The painting’s tension exists in whether or not Eggerer cares about his subject matter. Richter may have shown care for his but then masochistically bled it, and as this cold blood trickled down, through Tuymans and Sasnal, it finally reaches the ambivalence of Eggerer’s young men as vessels. Richter painted abstractions and people to prove his violence toward each; Eggerer paints people within architectures of highly stylized abstractions to prove the artificiality of his vision.

Tuesday, December 2, 2014

Christian Herman Cummings, Miriam Hanks-Todd at Michael Benevento

Christian Herman Cummings, Miriam Hanks-Todd at Michael Benevento

The smell of latex permeates the show, setting the scene in nausea unalleviated by the pepto bismal spread over pinkly over the desk, all adding up to a scrappy and roughshod abjection of framing, of frames' weakly pink made bodily in the dead flesh molding campy ventian blinds open to reveal doodled notations of a crude sexology, schematics, kid stuff in a Cronenberg version, a good show of gross stuff. Wounds as sex objects in the other room.

Monday, December 1, 2014

Flame at 576 Morgan Ave Apt 3L Gallery

Flame at 576 Morgan Ave Apt 3L Gallery

Reinhardt’s dictum of his as the last paintings taken as a challenge rather than rhetoric, certain artists since race to end painting in an escalating torture-porn of it, sending their innocent child paintings to be forcibly taken in all the imaginative ways of the market, ready to prove - by forcible insertion - its shiny new neo-liberal critique to teach it know better, horror as ethics. Thing was Krebber had already proved you could have your burrito and eat it too, even if the press release doesn’t believe it, and that mocking Murillos “burrito” painting’s market ascension after the same artist later went on to stand up and lecture the bourgeois paying his way, however meaningless itself, seems a petty game more concerned with demonstrations of the cold depths of out-nihilising the other, a Baudrillard-like shift moving from productive critique of Marxism to a hyperbolic rhetoric of endgame, immanetizing the eschaton, hell on earth.

Sunday, November 30, 2014


Julien Meert

Unlike the Condo-esque pastiche of the orange and green portrait’s 3rd-generation faux-primitivism, the other painting in the show, Meert’s flesh and blue portrait grapples with a whole other cultural primitivism of a blue-eyed westerner: the elementary portrait painted in unlearned directness of first attempts to render. That these unlearned portraits reveals, like a repressed artifact floating to the surface of the pool: a western collective-unconscious ideal of person. Like the Vitruvian man fit into rational containers, everyone’s shitty first portraits draw a sort of hidden standard, a boyhood's normative primitivism revealing unconscious ideals.

Saturday, November 29, 2014

Alexander Ross at David Nolan

Alexander Ross at David Nolan

The painting’s physicality found in its detail's quasi-digital scaling, rendering topography as a haptic plasticity reminding you of your face's more rubbery bits. Ross’s lumpen portraits are reminiscent of the original Smiley Face™ created to keep workers happy, a smiling complacency of un-revolving ideals, assuaging masses.

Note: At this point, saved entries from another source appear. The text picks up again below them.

PR #928, opened 2020-07-24
Circuit template clean-up

shannynalayna:
* Removes the 'a:' & 'r:' prefix of template arguments. 
* Fixes a few typos and cleans up some error messages
* Changes the `into_builders` method to an `apply_to_builder` method which applies the template rules to the builder provided to the method. Also makes this change in the CLI circuit template implementation.

### DIFF
--- a/libsplinter/src/circuit/template/rules/mod.rs
+++ b/libsplinter/src/circuit/template/rules/mod.rs
@@ -137,15 +137,15 @@ impl TryFrom<v1::RuleArgument> for RuleArgument {
 }
 
 fn is_arg(key: &str) -> bool {
-    key.starts_with("$(a:")
+    key.starts_with("$(")
 }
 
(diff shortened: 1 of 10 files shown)


libsplinter/src/circuit/template/rules/mod.rs
```diff
@@ -63,9 +61,21 @@ impl Rules {
...
 
-        builders.set_create_circuit_builder(circuit_builder);
-        builders.set_service_builders(service_builders);
-        Ok(())
+        let mut services = vec![];
+        for service_builder in service_builders {
+            match service_builder.build() {
+                Ok(service) => services.push(service),
+                Err(err) => {
+                    debug!("Failed to build SplinterService: {}", err);
```
vaporos, line 69: The Error returned will likely end up in the log, so logging here would result in log duplication.

PR #929, opened 2020-07-28
Add database-backed registry

ltseeley:
Adds the `DieselRegistry`, a database-backed registry powered by Diesel.
This implementation is behind the new `registry-database` experimental
feature.


libsplinter/src/registry/diesel/operations/list_nodes.rs
```diff
@@ -0,0 +1,133 @@
...
+            splinter_nodes, splinter_nodes_endpoints, splinter_nodes_keys, splinter_nodes_metadata,
+        },
+    },
+    MetadataPredicate, Node, NodeBuilder, RegistryError,
+};
+
+use super::{exists_statements_from_metadata_predicates, RegistryOperations};
+
+pub(in crate::registry::diesel) trait RegistryListNodesOperation {
+    fn list_nodes(&self, predicates: &[MetadataPredicate]) -> Result<Vec<Node>, RegistryError>;
```
ltseeley, line 32: This currently loads all nodes into a `Vec` in memory. Diesel does not currently support iterators of query results. I found a GitHub issue about this (https://github.com/diesel-rs/diesel/issues/1087) with an example implementation of a buffering iterator, but it is not a complete implementation (it doesn't work with simultaneous connections without a lock). This seems like a difficult problem to solve, so I didn't solve it in this PR.

libsplinter/Cargo.toml
```diff
@@ -95,6 +95,7 @@ experimental = [
     "biome-notifications",
     "biome-user",
     "circuit-template",
+    "registry-database",
```
ltseeley, line 98: When stabilized, this feature should probably be removed and the feature guards replaced with `diesel` (at which point the combination of the `registry` and `postgres` and/or `sqlite` features will guard the implementation).

libsplinter/src/registry/mod.rs
```diff
@@ -245,9 +245,7 @@ pub trait RegistryReader: Send + Sync {
     /// # Arguments
     ///
     ///  * `identity` - The identity of the node.
-    fn has_node(&self, identity: &str) -> Result<bool, RegistryError> {
```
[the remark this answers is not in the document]
ltseeley: I forgot that you could do this with traits; I updated the commit to leave the default implementation and just override the implementations for local YAML and unified registries (since the overriding implementations are more efficient).

PR #930, opened 2020-07-29
Add AdminServiceStore Trait and YAML backend

agunde406:
This PR defines an API for managing the API for writing and
reading circuit state and pending circuit proposals. The
provided `AdminServiceStore` trait makes no assumptions about
the storage backend.

This module also include the structs that will be stored/returned by
the service store.

This is added behind an experimental feature at is not currently used.

The YAML backend is compatible with the current circuit/proposals state files.

### DIFF
--- a/libsplinter/src/admin/store/builders.rs
+++ b/libsplinter/src/admin/store/builders.rs
@@ -1,0 +1,1017 @@
+// Copyright 2018-2020 Cargill Incorporated
+//
+// Licensed under the Apache License, Version 2.0 (the "License");
+// you may not use this file except in compliance with the License.
+// You may obtain a copy of the License at
+//
+//     http://www.apache.org/licenses/LICENSE-2.0
+//
+// Unless required by applicable law or agreed to in writing, software
+// distributed under the License is distributed on an "AS IS" BASIS,
+// WITHOUT WARRANTIES OR CONDITIONS OF ANY KIND, either express or implied.
+// See the License for the specific language governing permissions and
+// limitations under the License.
+
+//! Structs for building the native representations of circuits, proposals, services and nodes
+
+use crate::admin::messages::{is_valid_circuit_id, is_valid_service_id};
+
+use super::error::BuilderError;
+use super::{
+    AuthorizationType, Circuit, CircuitNode, CircuitProposal, DurabilityType, PersistenceType,
+    ProposalType, ProposedCircuit, ProposedNode, ProposedService, RouteType, Service, VoteRecord,
+};
+
+/// Builder to be used to build a `Circuit`
+#[derive(Default, Clone)]
+pub struct CircuitBuilder {
+    circuit_id: Option<String>,
+    roster: Option<Vec<Service>>,
+    members: Option<Vec<String>>,
+    auth: Option<AuthorizationType>,
+    persistence: Option<PersistenceType>,
+    durability: Option<DurabilityType>,
+    routes: Option<RouteType>,
+    circuit_management_type: Option<String>,
+}
+
+impl CircuitBuilder {
+    /// Creates a new circuit builder
+    pub fn new() -> Self {
+        CircuitBuilder::default()
+    }
+
+    /// Returns the circuit ID in the builder
+    pub fn circuit_id(&self) -> Option<String> {
+        self.circuit_id.clone()
+    }
+
+    /// Returns the list of services in the builder
+    pub fn roster(&self) -> Option<Vec<Service>> {
+        self.roster.clone()
+    }
+
+    /// Returns the list of node IDs in the builder
+    pub fn members(&self) -> Option<Vec<String>> {
+        self.members.clone()
+    }
+
+    /// Returns the authorization type in the builder
+    pub fn auth(&self) -> Option<AuthorizationType> {
+        self.auth.clone()
+    }
+
+    /// Returns the persistence type in the builder
+    pub fn persistence(&self) -> Option<PersistenceType> {
+        self.persistence.clone()
+    }
+
+    /// Returns the durability type in the builder
+    pub fn durability(&self) -> Option<DurabilityType> {
+        self.durability.clone()
+    }
+
+    /// Returns the routing type in the builder
+    pub fn routes(&self) -> Option<RouteType> {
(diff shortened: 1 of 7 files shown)


libsplinter/src/admin/store/yaml/mod.rs
```diff
@@ -0,0 +1,1830 @@
...
+        })?;
+
+        state.proposal_state = proposals_state;
+        Ok(())
+    }
+
+    /// Read circuit state from the circuit file path and cache the contents in the store and then
+    /// read circuit proposal state from the proposal file path and cache the contents in the
+    /// store
+    fn read_state(&mut self) -> Result<(), YamlAdminStoreError> {
```
ltseeley, line 299: Can this method just call `read_circuit_state` and `read_proposal_state` instead of duplicating them? Same for the write method.

libsplinter/src/admin/store/yaml/mod.rs
```diff
@@ -0,0 +1,1830 @@
...
+                .proposals
+                .contains_key(&proposal.circuit_id)
+            {
+                state
+                    .proposal_state
+                    .proposals
+                    .insert(proposal.circuit_id.to_string(), proposal);
+            } else {
+                return Err(AdminServiceStoreError::OperationError {
+                    context: format!("A proposal with id {} does not exists", proposal.circuit_id),
```
ltseeley, line 612: s/exists/exist/ (same in later messages)

libsplinter/src/admin/store/yaml/mod.rs
```diff
@@ -0,0 +1,1830 @@
...
+                        source: None,
+                    })?;
+
+            if state
+                .proposal_state
+                .proposals
+                .contains_key(&proposal.circuit_id)
+            {
+                return Err(AdminServiceStoreError::OperationError {
+                    context: format!("A proposal with id {} already exists", proposal.circuit_id),
```
ltseeley, line 565: "id" should be capitalized (also in later messages)

libsplinter/src/admin/store/yaml/mod.rs
```diff
@@ -0,0 +1,1830 @@
...
+        proposals.retain(|proposal| {
+            predicates
+                .iter()
+                .all(|predicate| predicate.apply_to_proposals(proposal))
+        });
+
+        Ok(Box::new(proposals.into_iter()))
+    }
+
+    ///
```
ltseeley, line 712: Missing the main part of the description

libsplinter/src/admin/store/yaml/mod.rs
```diff
@@ -0,0 +1,1830 @@
...
+
+        Ok(Box::new(circuits.into_iter()))
+    }
+
+    // /// Adds a circuit to the underlying storage based on the proposal that is already in state..
+    // /// Also includes the associated Services and Nodes. The associated circuit proposal for
+    // /// the circuit ID is also removed
+    // ///
+    // /// # Arguments
+    // ///
```
ltseeley, line 900: Commented out

libsplinter/src/admin/store/mod.rs
```diff
@@ -0,0 +1,454 @@
...
+impl PartialOrd for ServiceId {
+    fn partial_cmp(&self, other: &Self) -> Option<Ordering> {
+        Some(self.cmp(other))
+    }
+}
+
+/// Predicate for filtering the lists of circuits and circuit proposals
+pub enum CircuitPredicate {
+    ManagmentType(String),
+    Members(Vec<String>),
```
ltseeley, line 272: We should probably change these variants to be more specific: `ManagementTypeEq` and `MembersIncludes`. This is more clear, and it gives us flexibility to add more variants in the future like `MembersExcludes` or `ManagementTypeNe`.

libsplinter/src/admin/store/mod.rs
```diff
@@ -0,0 +1,454 @@
...
+    /// # Arguments
+    ///
+    ///  * `circuit` - The circuit to be added to state
+    ///  * `nodes` - A list of nodes that represent the circuit's members
+    ///
+    ///  Returns an error if a `Circuit` with the same ID already exists
+    fn add_circuit(
+        &self,
+        circuit: Circuit,
+        nodes: Vec<CircuitNode>,
```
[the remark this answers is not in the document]
agunde406: No, nodes are stored separately because they can be referenced by multiple circuits. They are included in the circuit defined in a proposal but not in the actual circuit definition.

libsplinter/src/admin/store/yaml/mod.rs
agunde406: I had seperated them out like this so the state lock would be held during the required read/write. If we just called read_circuit_state/read_proposal_state the lock could be acquired inbetween.

libsplinter/src/admin/store/builders.rs
```diff
@@ -0,0 +1,1065 @@
...
+        let roster = self
+            .roster
+            .ok_or_else(|| CircuitBuilderError::MissingField("roster".to_string()))?;
+
+        let members = self
+            .members
+            .ok_or_else(|| CircuitBuilderError::MissingField("members".to_string()))?;
+
+        let auth = self.auth.unwrap_or_else(|| {
+            debug!(
```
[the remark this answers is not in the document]
agunde406: removing, they are not helpful at this level

libsplinter/src/admin/store/yaml/mod.rs
```diff
@@ -0,0 +1,1830 @@
...
+    CircuitPredicate, CircuitProposal, DurabilityType, PersistenceType, RouteType, Service,
+    ServiceId,
+};
+
+/// YAML file specific circuit definition. This circuit definition in the 0.4v YAML stores service
+/// arguments in a map format, which differs from the definition defined in the AdminServiceStore.
+/// To handle this, circuit needs to be converted to the correct format during read/write
+/// operations.
+#[derive(Clone, Serialize, Deserialize, Debug, PartialEq, Eq)]
+struct YamlCircuit {
```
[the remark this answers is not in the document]
agunde406: I will move it to the bottom, above the tests

PR #939, opened 2020-08-07
Update CLI man page 'SEE ALSO' link

shannynalayna:
Updates the link in the 'SEE ALSO' section of the CLI man pages to point
to the Splinter website rather than the repository.


ltseeley:
I'm a little concerned that the version on these won't get updated when a 0.6 branch is created and master gets bumped to 0.7. @rbuysse is this something you'd be able to catch when we do the 0.6 release and bump the versions?

PR #252, opened 2021-01-15
 cfg: refactor Input.GitFiles section

fho:
```
        cfg: refactor Input.GitFiles section

        The Input.GitFiles section in the config is removed.
        Instead a new option field is added to the Input.Files  section called
        git_tracked_only.
        When it is set to true, the resolver will only resolve to files that exist in
        the filesystem and are tracked by git.

        This makes the configuration file more simple, nesting is reduced and it also
        makes it more clear that the syntax for the paths is now the same for both.

        The commit also fixes a bug that when a glob like "*" was passed to the
        gitpathresolver and not all of the filepaths to that the glob resolved were
        tracked by git, an error was returned.
        This changed accidentally the previous behavior and is not wanted.
        The resolver should return only files that are in the filesystem **and** tracked
        by Git.
        This is fixed by running the resolver per entry in the Inputs.GitFiles.Path
        field in the app config and not passing "--error-unmatch" to git-ls files.
        The interface of the resolver is made more similar to the FilesResolver.
        It now accepts only a single path instead of a list.
        Checking if an error returned because a glob resolved to 0 files is also done in
        the caller instead of in the resolver.

        cfg: replace "." Input.GitFile paths with "**"

        Because GitFile input path patterns are now resolved via fs.FileGlob()
        instead of via git, the path "." resolved to 0 files.
        Previously it resolved to all files in the current and all subdirectories.

        Change "." paths to "**" when configs are upgraded. "**" behaves the same then
        then "." previously.

        git: return slice of files instead of output of the command

        git.LsFiles now splits output of ls-files into a slice of filepaths insteadf of
        returning the output of the command  as string.
        Previously the split was done in the caller, which did not make sense.

        cmd: remove duplicate information in error message

        When inputResolver.Resolve() fails the error message already contains a
        context like "resolving FileInputs" failed, do not add the additional message
        "resolving inputs failed" additionally to the error.

```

See too: Heather Guertin at Brennan & Griffin.

Friday, November 28, 2014

Oscar Tuazon and Eli Hansen at Maccarone

Oscar Tuazon and Eli Hansen at Maccarone

The brutalist bravado of Tuazon meeting the campy stoner pastiche of Hansen’s psuedo-psychedelia makes for an imprecision of tone like Prince’s appropriation of the rural’s common tire planters, hard to disentangle celebration from sarcasm, like the joke of this exhibition’s endless column of toilet water. What was brilliantly found common ground in previous co-exhibtions, containing the specificity of both’s affective attachments, as in duct taped glassware, becomes in this exhibition dulled in its conflicting auras, mixed-metaphors of irony meeting its antithesis, of the deft masculine erections mocked by its sidelined dropout equivalent, found a meeting point in the threshold of blue-collar car craft aesthetics.